Pedal Curve - Geometrical Properties

Geometrical Properties

Consider a right angle moving rigidly so that one leg remains on the point P and the other leg is tangent to the curve. Then the vertex of this angle is X and traces out the pedal curve. As the angle moves, its direction of motion at P is parallel to PX and its direction of motion at R is parallel to the tangent T = RX. Therefore the instant center of rotation is the intersection of the line perpendicular to PX at P and perpendicular to RX at R, and this point is Y. If follows that the tangent to the pedal at X is perpendicular to XY.

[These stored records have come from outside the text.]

PR #8978, opened 2021-03-01
Batch creation of ACS

### LINKED ISSUE #8954: Batch creation of ACS
When starting daml script dumps from a given acs offset, we should provide an option to batch creates by a given batch size. Ledgers usually get a bit unhappy for thousands of creates in a single transaction (and batch size 1 is too slow).

aherrmann-da:
Closes #8954 

Let's the user configure the size by which to batch create commands into a single transaction when recreating the ACS in a Daml script dump.
Adds test cases to cover the various edge-cases of batch size compared to ACS size.

### Pull Request Checklist

trigger the build.

### DIFF
--- a/daml-script/dump/src/main/scala/com/daml/script/dump/Config.scala
+++ b/daml-script/dump/src/main/scala/com/daml/script/dump/Config.scala
@@ -14,6 +14,7 @@ final case class Config(
     parties: List[String],
     start: LedgerOffset,
     end: LedgerOffset,
+    acsBatchSize: Int,
     outputPath: Path,
     sdkVersion: String,
     damlScriptLib: String,
@@ -55,6 +56,14 @@ object Config {
       .text(
         "The transaction offset (inclusive) for the end position of the dump. Optional, by default the dump includes the current end of the ledger."
       )
+    opt[Int]("acs-batch-size")
+      .optional()
+      .action((x, c) => c.copy(acsBatchSize = x))
+      .validate(x =>
+        if (x <= 0) { failure("ACS batch size must be greater than zero") }
+        else { success }
+      )
+      .text("Batch this many create commands into one transaction when recreating the ACS.")
     opt[File]('o', "output")
       .required()
       .action((x, c) => c.copy(outputPath = x.toPath))
@@ -69,6 +78,7 @@ object Config {
     parties = List(),
     start = LedgerOffset(LedgerOffset.Value.Boundary(LedgerOffset.LedgerBoundary.LEDGER_BEGIN)),
     end = LedgerOffset(LedgerOffset.Value.Boundary(LedgerOffset.LedgerBoundary.LEDGER_END)),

Draw a circle with diameter PR, then it circumscribes rectangle PXRY and XY is another diameter. The circle and the pedal are both perpendicular to XY so they are tangent at X. Hence the pedal is the envelope of the circles with diameters PR where R lies on the curve.

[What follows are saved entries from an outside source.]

PR #8979, opened 2021-03-01
feature: damlc lints all files in project directory

### LINKED ISSUE #8887: daml damlc lint should support linting a whole project
Currently we accept only a single file which is pretty annoying. We should make the flie optional and default to linting the whole project.

robin-da:
fixes #8887.

This changes the input options of `damlc lint` to take several files. If
no file is given, all `.daml` files contained in the directory are
linted.

CHANGELOG_BEGIN
CHANGELOG_END

### Pull Request Checklist

trigger the build.

### DIFF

The line YR is normal to the curve and the envelope of such normals is its evolute. Therefore YR is tangent to the evolute and the point Y is the foot of the perpendicular from P to this tangent, in other words Y is on the pedal of the evolute. It follows that the contrapedal of a curve is the pedal of its evolute.

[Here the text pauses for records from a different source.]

PR #8981, opened 2021-03-01
Move non-repudiation in-memory backend to testing module

stefanobaghino-da:
This will allow to share it with the non-repudiation API tests.

changelog_begin
changelog_end

### Pull Request Checklist

- [x] Read and understand the [contribution guidelines](https://github.com/digital-asset/daml/blob/main/CONTRIBUTING.md)
- [ ] Include appropriate tests
- [x] Set a descriptive title and thorough description
- [ ] Add a reference to the [issue this PR will solve](https://github.com/digital-asset/daml/issues), if appropriate
- [x] Include changelog additions in one or more commit message bodies between the `CHANGELOG_BEGIN` and `CHANGELOG_END` tags
- [ ] Normal production system change, include purpose of change in description

NOTE: CI is not automatically run on non-members pull-requests for security
reasons. The reviewer will have to comment with `/AzurePipelines run` to
trigger the build.

PR #8982, opened 2021-03-01
Add non-repudiation API

### LINKED ISSUE #8658: Non-repudiation: add a persistent key store with an upload interface
The current non-repudiation prototype has a volatile key store. Add a persistent key store and expose a way to upload new keys from remote processes (some kind of interface over HTTP should be sufficient as a first step).

stefanobaghino-da:
The Web API for the non-repudiation proxy allows to retrieve the signed
payload for a given command, add a new certificate or query for an
existing one.

Closes #8658

changelog_begin
changelog_end

### Pull Request Checklist

trigger the build.


stefanobaghino-da:
Note: the tests currently only test the happy path, more tests for error conditions will be added before moving this out of draft (along with rebasing after #8981 is merged).

runtime-components/non-repudiation-api/src/test/scala/com/daml/nonrepudiation/api/v1/SignedPayloadsEndpointSpec.scala
```diff
@@ -0,0 +1,49 @@
...
+        algorithm = AlgorithmString.wrap(algorithm),
+        fingerprint = FingerprintBytes.wrap(fingerprint),
+        payload = PayloadBytes.wrap(payload),
+        signature = SignatureBytes.wrap(signature),
+        timestamp = Instant.ofEpochMilli(timestamp),
+      )
+
+    SignedPayloadsEndpoint.toResponse(signedPayload) shouldBe SignedPayloadsEndpoint.Response(
+      algorithm = algorithm,
+      fingerprint = "ZmluZ2VycHJpbnQ=",
```
cocreature, line 41: I assume that’s base64 encoded? maybe worth adding a comment to make the test a bit clearer (or just do the base64 encoding but then this test is pretty close to just replicating the logic which is also not super useful).

runtime-components/non-repudiation-api/src/main/scala/com/daml/nonrepudiation/api/NonRepudiationApi.scala
```diff
@@ -0,0 +1,87 @@
...
+      signedPayloadRepository,
+    ).map(_ => ())
+
+  final case class Configuration(
+      interface: String,
+      port: Int,
+      shutdownTimeout: FiniteDuration,
+  )
+
+  // Non-repudiation -> NR -> N = 78 and R = 82 in ASCII
```
cocreature, line 40: omg, is that how all our weird port numbers are constructed?

runtime-components/non-repudiation-api/src/main/scala/com/daml/nonrepudiation/api/v1/CertificatesEndpoint.scala
```diff
@@ -0,0 +1,117 @@
...
+import spray.json.{DefaultJsonProtocol, RootJsonFormat}
+
+import scala.util.Try
+
+private[api] final class CertificatesEndpoint private (certificates: CertificateRepository)
+    extends CertificatesEndpoint.JsonProtocol {
+
+  import CertificatesEndpoint._
+
+  private def putCertificate(certificate: X509Certificate): Route =
```
cocreature, line 24: what happens if I add the same certificate twice?

runtime-components/non-repudiation-api/src/main/scala/com/daml/nonrepudiation/api/v1/CertificatesEndpoint.scala
```diff
@@ -0,0 +1,117 @@
...
+    }
+
+  private def getCertificate(fingerprint: FingerprintBytes): Route =
+    handleExceptions(logAndReport(logger)(UnableToRetrieveTheCertificate)) {
+      certificates.get(fingerprint).fold(reject)(certificate => complete(encode(certificate)))
+    }
+
+  private val route: Route =
+    concat(
+      put {
```
cocreature, line 37: Related question to the one above, if we’re not idempotent, we probably want post. Couldn’t find a test to check whether we are.

runtime-components/non-repudiation-api/src/main/scala/com/daml/nonrepudiation/api/v1/CertificatesEndpoint.scala
```diff
@@ -0,0 +1,117 @@
...
+
+object CertificatesEndpoint {
+
+  def apply(certificates: CertificateRepository): Route =
+    new CertificatesEndpoint(certificates).route
+
+  private val logger: Logger = LoggerFactory.getLogger(classOf[CertificatesEndpoint])
+
+  private[api] val InvalidCertificateString: String =
+    "Invalid upload, the 'certificate' field must contain a URL-safe base64-encoded X.509 certificate"
```
cocreature, line 61: what does url-safe mean here? I thought this is in the post body not a query param.

runtime-components/non-repudiation-api/src/main/scala/com/daml/nonrepudiation/api/v1/SignedPayloadsEndpoint.scala
```diff
@@ -0,0 +1,75 @@
...
+      algorithm = signedPayload.algorithm,
+      fingerprint = base64Url(signedPayload.fingerprint),
+      payload = base64Url(signedPayload.payload),
+      signature = base64Url(signedPayload.signature),
+      timestamp = signedPayload.timestamp.toEpochMilli,
+    )
+
+  private[api] trait JsonProtocol extends SprayJsonSupport with DefaultJsonProtocol {
+
+    protected implicit val apiSignedPayloadFormat: RootJsonFormat[Response] =
```
cocreature, line 70: for the JSON API and the trigger service we follow a common format of `result` and `error` fields and a `status` field in all responses. Have you considered adapting that here as well? If not, what do you think of doing so? totally fine not to do this at all or do it in a separate PR.

cocreature (approved):
Nice, thanks!

runtime-components/non-repudiation-api/src/main/scala/com/daml/nonrepudiation/api/NonRepudiationApi.scala
stefanobaghino-da: Wait. I assumed you knew about it.

runtime-components/non-repudiation-api/src/main/scala/com/daml/nonrepudiation/api/v1/CertificatesEndpoint.scala
stefanobaghino-da: https://tools.ietf.org/html/rfc4648#page-7

stefanobaghino-da: I assumed this was common knowledge but I can add a link to the RFC if you think that makes sense.

stefanobaghino-da: (the assumption was towards the user, not towards you 😉)

runtime-components/non-repudiation-api/src/main/scala/com/daml/nonrepudiation/api/v1/SignedPayloadsEndpoint.scala
stefanobaghino-da: Sure, I was not aware of this. What is the `status` field though?

runtime-components/non-repudiation-api/src/main/scala/com/daml/nonrepudiation/api/v1/CertificatesEndpoint.scala
stefanobaghino-da: Good question. My intention was to be idempotent but right know it's likely to fail on the backend, I'll add a test for this and fix it.

runtime-components/non-repudiation-api/src/test/scala/com/daml/nonrepudiation/api/v1/SignedPayloadsEndpointSpec.scala
stefanobaghino-da: Base64, URL-safe, I'll add a comment, thanks for pointing this out.

I preferred to not replicate the logic but rather have a "golden sample" of some sort. I was mostly interesting in making sure that this was not utterly broken.

runtime-components/non-repudiation-api/src/main/scala/com/daml/nonrepudiation/api/v1/CertificatesEndpoint.scala
stefanobaghino-da: > I thought this is in the post body not a query param.

It would be `/v1/certificate/<fingerprint>`.

stefanobaghino-da: Whoops, sorry, I misread it. Yes, it's in the body. I just preferred to use a single encoding, does that make sense?

runtime-components/non-repudiation-api/src/main/scala/com/daml/nonrepudiation/api/v1/SignedPayloadsEndpoint.scala
cocreature: It’s the status code. It makes more sense in the JSON API since annoyingly it can be different from the http status code in some cases (we stream some responses and we don’t know the status code when sending the header, fun side note: that’s why grpc uses http trailers instead of headers afaik).

runtime-components/non-repudiation-api/src/main/scala/com/daml/nonrepudiation/api/v1/CertificatesEndpoint.scala
cocreature: Sorry for being unclear. I wasn’t asking what url-safe means, I was asking why we care about it if it’s not in the url and therefore also why we base64 encode it.

I’m not opposed to using base64 encoding here as well but I think you can make a reasonable argument that the ux is slightly nicer for sending the unencoded contents in something like a multi-part form request, e.g., you can pass it via `-F "parametername=@filename"` to curl whereas you have to call `base64` yourself.

How about the following approach for now:
1. Remove the comment on url-safe since it is misleading given that it is not in a url (the rest of the comment can stay)
2. Stick with base64 for now. We’re early access so we could break it if we want to and even if we don’t and we decide the multi-part is sufficiently nicer, keeping both around is relatively cheap.

stefanobaghino-da: Ok.

runtime-components/non-repudiation-api/src/main/scala/com/daml/nonrepudiation/api/v1/SignedPayloadsEndpoint.scala
stefanobaghino-da: Ok.

runtime-components/non-repudiation-api/src/main/scala/com/daml/nonrepudiation/api/v1/CertificatesEndpoint.scala
stefanobaghino-da: Mh, that would mean, however, that you cannot be guaranteed to be able to lookup a certificate (`GET /v1/certificate/<fingerprint>`) using the fingerprint returned when uploading (`PUT /v1/certificate`). Are you sure this is fine?

stefanobaghino-da: After some thinking, I'm not 100% sure about this. It would mean we would have places where we use base64 encoding and other where we use base64 URL-safe encoding (`GET /v1/certificate/<fingerprint>`). Are you sure it makes sense to use two different encodings? In particular, if we decide to use base64 encoding in all cases where a URL is not involved, it would mean we would return a base64 encoded fingerprint when uploading a certificate but then we would require a base64 URL-safe encoding to retrieve it.

cocreature: I think I’m confused, I thought this was only about the format used when uploading the certificate. I fully agree that the fingerprint returned in the response to that should be the same format as the one in the URL.

stefanobaghino-da: Sure, I was wondering if it makes sense to use two different encodings, even though it's not strictly needed to be URL-safe for certificates. Since we're forced to use URL-safe encoding for fingerprints, does it make sense to use a different encoding for certificates? I'm mostly trying to understand what an API user would think would make more sense.

cocreature: I guess I view the certificate as binary data which I already have (the certificate lies around somewhere locally) while I view the fingerprint as an opaque string that is returned and produced by the API. So I think it’s not entirely unreasonable to have different encodings for them. That said, I think two different base64 encodings are confusing as you mentioned and doesn’t solve anything So I think we have the following two options:

1. Use url-safe base64 encoding everywhere, i.e., do what you have. Probably just needs a comment somewhere on why we do this for cases where something is not in a url.
2. Use url-safe base64 encoding for things that are strings and/or used in urls, e.g., fingerprints. Upload binary data like certificates without base64 encoding them first, e.g., as multipart form requests.

I would suggest to go with 1 for now and keep the option open to later add/switch to 2 but I don’t feel strongly about this so if you disagree, happy to go with your approach instead.

stefanobaghino-da: Ok, I'll go with number 1 for now then and keep URL-safe base64 encoding everywhere. At this point changing this behavior at a later point is really not difficult. Thanks for the feedback!

runtime-components/non-repudiation-api/src/test/scala/com/daml/nonrepudiation/api/v1/SignedPayloadsEndpointSpec.scala
stefanobaghino-da: Addressed by https://github.com/digital-asset/daml/pull/8982/commits/cdd891222d7f92ba6a0da3aca5a3ab95a13f0045

runtime-components/non-repudiation-api/src/main/scala/com/daml/nonrepudiation/api/v1/SignedPayloadsEndpoint.scala
stefanobaghino-da: Addressed by https://github.com/digital-asset/daml/pull/8982/commits/9faaed6d13deedf47fd8f07b7ddd4dfce425dcb7

I'm not 100% sure that we should include the status code in this API, but we can review the decision at a later point.

Following the `{ "error": "..." }`/`{ "result": { ... } }` pattern actually makes sense, it will hopefully allow users to reuse some code, or at least to be familiar with the output format.

runtime-components/non-repudiation-api/src/main/scala/com/daml/nonrepudiation/api/v1/CertificatesEndpoint.scala
stefanobaghino-da: Addressed by https://github.com/digital-asset/daml/pull/8982/commits/e7ef80b57672191ea6bc907dc5032d0d6b39271c

runtime-components/non-repudiation-api/src/main/scala/com/daml/nonrepudiation/api/v1/CertificatesEndpoint.scala
stefanobaghino-da: Follow-up in https://github.com/digital-asset/daml/pull/8982#discussion_r585666749

runtime-components/non-repudiation-api/src/main/scala/com/daml/nonrepudiation/api/v1/CertificatesEndpoint.scala
stefanobaghino-da: This requires a few changes to the PostgreSQL part, I'll merge this as is and open a separate PR to guarantee that the back-end guarantees idempotency.

stefanobaghino-da: Tracked in https://github.com/digital-asset/daml/issues/9021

Let C′ be the curve obtained by shrinking C by a factor of 2 toward P. Then the point R′ corresponding to R is the center of the rectangle PXRY, and the tangent to C′ at R′ bisects this rectangle parallel to PY and XR. A ray of light starting from P and reflected by C′ at R' will then pass through Y. The reflected ray, when extended, is the line XY which is perpendicular to the pedal of C. The envelope of lines perpendicular to the pedal is then the envelope of reflected rays or the catacaustic of C′. This proves that the catacaustic of a curve is the evolute of its orthotomic.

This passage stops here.